→ Work required
Please report every line in the entries that contains the string "mqttws".

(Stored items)
--

Issue #415, opened 2021-09-11
mqtt over websockets support.


petersilva:
One of the weaknesseses of Message queueing protocols (MQP) is that it is a little different from HTTP.
The easiest/most usual or common type of service to validate for security is HTTP and validating any other protocol through vetting organizations can be a barrier.  It can also mean bulkier mobile apps, having to support additional protocols.

seamless web messaging is a long time ask.  the mosquitto mqtt broker now includes websockets, and so making Sarracenia speak to that as a client would be great.

petersilva:
https://www.youtube.com/watch?v=hWF0nuqMJaM&ab_channel=SteveCope

petersilva:
it looks like one can just add an option "transport=websockets" on the existing mqtt client... so might not need a whole driver... just a way to express new url "mqttws" for web services...

PR #723, opened 2023-07-23
V03 issue415

petersilva:
As per #415, adding support for mqtt over websockets (changes connect verb in use of paho-mqtt library)  This is done by adding w or ws to the broker URL  (mqtt:// is pure mqtt protocol, mqttws:// is mqtt over websockets (using SSL))

Also noticed why the flow tests were failing for MQTT, there was a mistake in handling of exchangeSplit, fixed in this branch.  MQTT might completely work after this is merged.


petersilva:
All the MQTT stuff works... dunno what is going on with redis but this is way more positive tests than any branch before it.
It's better than v03_wip now.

--

→ Response to this exercise
it looks like one can just add an option "transport=websockets" on the existing mqtt client... so might not need a whole driver... just a way to express new url "mqttws" for web services...
As per #415, adding support for mqtt over websockets (changes connect verb in use of paho-mqtt library)  This is done by adding w or ws to the broker URL  (mqtt:// is pure mqtt protocol, mqttws:// is mqtt over websockets (using SSL))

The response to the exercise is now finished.